For six years, I have been fighting a rare disease that was dismissed as stress.

It started with fatigue so severe I could barely get through a day, severe muscle weakness, and pain that never really left. My blood work kept returning abnormal results (numbers that should have raised alarm bells) but doctor after doctor dismissed me. I was told I was fine and it was all in my head or stress related. However, I kept going anyway, spending money I didn't have on specialist after specialist, accumulating debt in the hope that someone would eventually take me seriously - even though I was just a young adult. I found that I never got to experience being a young adult and often had to deal with the repercussions of doing small things that brought me joy as it would often flare up all my symptoms.

This year, I finally found a doctor who listened to me. I was diagnosed with stage 4 endometriosis and underwent surgery to treat it and while it helped some of the pain, it triggered something far more serious. The fatigue became debilitating. I started struggling to breathe. I was hospitalized for further testing, which revealed chronic lactic acidosis (basically my blood is too acidic) and a severe decline in my lung muscle function.

I am now largely housebound. Most days, I lie in bed feeling as though I am slowly drowning with my lungs struggling, my arms and legs weakening, my body quietly failing. The working differential diagnosis is Mitochondrial Myopathy, a rare and serious condition that affects the body's ability to produce energy at the cellular level. Remember how we were taught that mitochondria is the power house of the cell? Well mine don’t work anymore so there is no more energy for me to exist. This is a confirmed diagnosis but the type of myopathy is not. Confirming this type requires specialist testing that is extremely expensive and without a confirmed type of myopathy, I cannot access the targeted treatment that could slow or stop the progression.

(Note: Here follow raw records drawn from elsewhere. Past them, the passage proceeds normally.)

PR #397, opened 2022-06-02
Add rotary support to the Tiles Kotlin screen

ataulm:


WearTilesKotlin/app/src/debug/java/com/example/wear/tiles/MainActivity.kt
```diff
@@ -36,7 +36,7 @@ class MainActivity : ComponentActivity() {
     override fun onCreate(savedInstanceState: Bundle?) {
         super.onCreate(savedInstanceState)
         setContent {
-            SampleTilesList(this, sampleTiles)
+            TilesKotlinScreen(context = this, sampleTiles = sampleTiles)
```
ataulm, line 39: Is this the correct naming convention for top level screens?

WearTilesKotlin/app/src/debug/java/com/example/wear/tiles/TilesKotlinScreen.kt
```diff
@@ -21,20 +21,33 @@ import androidx.annotation.StringRes
...
 import androidx.wear.tiles.TileService
+import com.google.android.horologist.compose.navscaffold.ExperimentalHorologistComposeLayoutApi
+import com.google.android.horologist.compose.navscaffold.scrollableColumn
+import com.google.android.horologist.compose.pager.FocusOnResume
 
+@OptIn(ExperimentalHorologistComposeLayoutApi::class)
 @Composable
-internal fun SampleTilesList(context: Context, sampleTiles: Map<Int, Class<out TileService>>) {
+internal fun TilesKotlinScreen(
+    modifier: Modifier = Modifier,
```
yschimke, line 40: nit: Modifier should be first optional parameter

WearTilesKotlin/app/src/debug/java/com/example/wear/tiles/TilesKotlinScreen.kt
```diff
@@ -21,20 +21,33 @@ import androidx.annotation.StringRes
...
+    context: Context,
+    sampleTiles: Map<Int, Class<out TileService>>,
+    focusRequester: FocusRequester = remember { FocusRequester() }
+) {
     TilesKotlinTheme {
         val listState = rememberScalingLazyListState()
         ScalingLazyColumn(
-            modifier = Modifier.fillMaxSize(),
+            modifier = modifier
+                .fillMaxSize()
```
yschimke, line 49: I'd probably assume the caller is deciding this part, possibly the parent is setting `fillMaxSize(0.9)` and you are overriding.

WearTilesKotlin/app/src/debug/java/com/example/wear/tiles/TilesKotlinScreen.kt
```diff
@@ -49,6 +62,7 @@ internal fun SampleTilesList(context: Context, sampleTiles: Map<Int, Class<out T
             }
         }
     }
+    FocusOnResume(focusRequester = focusRequester)
```
yschimke, line 65: nit: I'd probably assume who ever is creating this knows the timing of focus requests.  But focusRequester is a param with a default value, so it isn't clear here.  Maybe either move FocusOnResume up to MainActivity and make focusRequester a mandatory param.  Or the opposite, remove as a param and create in the body of this method.

yschimke (approved):
Nice, enjoy your long weekend!

WearTilesKotlin/app/src/debug/java/com/example/wear/tiles/TilesKotlinScreen.kt
ataulm, line 65: It would help me if you could comment on each statement with confirmation/clarifications 🙏 

1. a composable (like this screen) can/should request focus for descendants, like the SLC. It's not appropriate for SLC to request focus on itself
2. here, the screen is not requesting focus immediately, it's using lifecycle callbacks to _then_ request focus. Are there cases where requesting focus immediately (i.e. `focusRequester.requestFocus()`) makes sense?
3. We're passing `focusRequester` to the `scrollableColumn` modifier above. This is not used to request focus. It's so that we (the scrollableColumn modifier) can be notified about changes to focus.

`#3` is the most difficult one to wrap my head around, presumably because I don't understand how Compose is working with these events.

WearTilesKotlin/app/src/debug/java/com/example/wear/tiles/TilesKotlinScreen.kt
ataulm: Is this the case for composables that are intended to be the root screen, or is "root screen" an assumption that doesn't always hold?

WearTilesKotlin/app/src/debug/java/com/example/wear/tiles/TilesKotlinScreen.kt
yschimke: 1) Yes. An individual component can't know that it should be the requested item to start with. There can be multiple on a single screen, think of a DatePicker.  Or there can be multiple screens composed at same time.  Think HorizontalPager, SwipeToDismissBox or SwipeDismissableNavHost.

I hold a master's degree and an undergraduate degree in psychology and neuroscience. I built and ran a non-profit organisation providing mental health care to rural communities. I had a life I loved: baking, making art, using my mind to help others. All of that is on hold now. I can't work and I can barely function. And watching the life I worked so hard to build slip away has taken a toll on my mental health that I also cannot afford to address.

I am not alone, I have a wonderful partner who has carried us both through this, and two rescue cats who have kept me company on the hardest days. But the financial weight is crushing us. I lost my mother when I was 14. My grandmother, who was my last real family anchor, passed away earlier this year. There is no safety net. There is only what we can hold together.

What I am asking for will go toward:

The specialist diagnostic testing needed to confirm Mitochondrial Myopathy and unlock targeted treatment

Ongoing medical consultations, medication, and hospital costs

Day-to-day living expenses (groceries, utilities, rent) while I am unable to work

I am not asking for a miracle. I am asking for a chance to get a diagnosis, to access treatment, and to have enough breathing room to focus on getting better rather than on surviving each month.

If you can give anything at all, it means more than I can put into words. And if you can't, sharing this is just as valuable. Thank you for taking the time to read my story.